Saved entries
PR #3626, opened 2025-06-11
Move timer instance config into driver metadata

bugadani:


esp-hal/src/timer/timg.rs
```diff
@@ -84,21 +84,21 @@ use crate::{
...
+    if #[cfg(all(timers_timg_has_timer1, not(any(esp32, esp32s2))))] {
         use crate::sync::{lock, RawMutex};
         static INT_ENA_LOCK: [RawMutex; NUM_TIMG] = [const { RawMutex::new() }; NUM_TIMG];
     }
 }
 
 /// A timer group consisting of
-#[cfg_attr(not(timg_timer1), doc = "a general purpose timer")]
-#[cfg_attr(timg_timer1, doc = "2 timers")]
+#[cfg_attr(not(timers_timg_has_timer1), doc = "a general purpose timer")]
```
MabezDev: We might have to do this pattern a lot, maybe a macro helper could be helpful in the long run

esp-hal/src/system.rs
```diff
@@ -129,6 +129,7 @@ impl Peripheral {
         Peripheral::UsbDevice,
         #[cfg(systimer)]
         Peripheral::Systimer,
+        #[cfg(timg0)]
```
bugadani, line 132: This isn't a typo, just an annoying consequence: here we check if the peripheral exists, as opposed to whether a driver for it exists. In other places the `timers_` prefix signifies that the driver is implemented for that peripheral. I think this distinction makes sense, even if in the majority of cases they are functionally equal.

MabezDev: Hmm, this might get confusing. Can we add a prefix to one of these types of cfgs?

Maybe `has_timg0` indicates its a property of the chip, and therefore we can assume the other flags are injected based on the availability of a driver?

You sorta went down this path already too, with the `timg_has_timer1` flag. 

What do you think?

bugadani: Certainly, but I'm not sure I look forward to renaming all existing cfg gates in one go into `chip_has_x`.

esp-hal/src/timer/timg.rs
bugadani: We can't use ye olde `macro_rules!`, and I didn't feel like writing a proc macro for this, but I agree, we can do better.

esp-hal/src/timer/mod.rs
```diff
@@ -60,7 +60,7 @@ use crate::{
 
 #[cfg(systimer)]
 pub mod systimer;
-#[cfg(any(timg0, timg1))]
+#[cfg(timers)]
```
bjoernQ: no big deal but `timers` sounds a bit too general (like `timg || systimer`), maybe something like `timergroup`?

bugadani: I'm considering renaming these back to `timg`, but timergroup sounds good, too

esp-hal/src/lib.rs
```diff
@@ -325,7 +325,6 @@ unstable_driver! {
     pub mod aes;
     #[cfg(assist_debug)]
     pub mod assist_debug;
-    #[cfg(any(xtensa, all(riscv, systimer)))]
```
bugadani, line 328: Removed this bit of nonsense, `delay` doesn't use any hardware timers directly, just `esp_hal::time`

esp-hal/src/system.rs
bugadani: https://github.com/esp-rs/esp-hal/pull/3628

MabezDev (approved):
LGTM, thanks!

JurajSadel (approved):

_TASK BRIEF_
Return the records exactly, every line included.

_ANSWER SECTION_
PR #3626, opened 2025-06-11
Move timer instance config into driver metadata

bugadani:


esp-hal/src/timer/timg.rs
```diff
@@ -84,21 +84,21 @@ use crate::{
...
+    if #[cfg(all(timers_timg_has_timer1, not(any(esp32, esp32s2))))] {
         use crate::sync::{lock, RawMutex};
         static INT_ENA_LOCK: [RawMutex; NUM_TIMG] = [const { RawMutex::new() }; NUM_TIMG];
     }
 }
 
 /// A timer group consisting of
-#[cfg_attr(not(timg_timer1), doc = "a general purpose timer")]
-#[cfg_attr(timg_timer1, doc = "2 timers")]
+#[cfg_attr(not(timers_timg_has_timer1), doc = "a general purpose timer")]
```
MabezDev: We might have to do this pattern a lot, maybe a macro helper could be helpful in the long run

esp-hal/src/system.rs
```diff
@@ -129,6 +129,7 @@ impl Peripheral {
         Peripheral::UsbDevice,
         #[cfg(systimer)]
         Peripheral::Systimer,
+        #[cfg(timg0)]
```
bugadani, line 132: This isn't a typo, just an annoying consequence: here we check if the peripheral exists, as opposed to whether a driver for it exists. In other places the `timers_` prefix signifies that the driver is implemented for that peripheral. I think this distinction makes sense, even if in the majority of cases they are functionally equal.

MabezDev: Hmm, this might get confusing. Can we add a prefix to one of these types of cfgs?

Maybe `has_timg0` indicates its a property of the chip, and therefore we can assume the other flags are injected based on the availability of a driver?

You sorta went down this path already too, with the `timg_has_timer1` flag. 

What do you think?

bugadani: Certainly, but I'm not sure I look forward to renaming all existing cfg gates in one go into `chip_has_x`.

esp-hal/src/timer/timg.rs
bugadani: We can't use ye olde `macro_rules!`, and I didn't feel like writing a proc macro for this, but I agree, we can do better.

esp-hal/src/timer/mod.rs
```diff
@@ -60,7 +60,7 @@ use crate::{
 
 #[cfg(systimer)]
 pub mod systimer;
-#[cfg(any(timg0, timg1))]
+#[cfg(timers)]
```
bjoernQ: no big deal but `timers` sounds a bit too general (like `timg || systimer`), maybe something like `timergroup`?

bugadani: I'm considering renaming these back to `timg`, but timergroup sounds good, too

esp-hal/src/lib.rs
```diff
@@ -325,7 +325,6 @@ unstable_driver! {
     pub mod aes;
     #[cfg(assist_debug)]
     pub mod assist_debug;
-    #[cfg(any(xtensa, all(riscv, systimer)))]
```
bugadani, line 328: Removed this bit of nonsense, `delay` doesn't use any hardware timers directly, just `esp_hal::time`

esp-hal/src/system.rs
bugadani: https://github.com/esp-rs/esp-hal/pull/3628

MabezDev (approved):
LGTM, thanks!

JurajSadel (approved):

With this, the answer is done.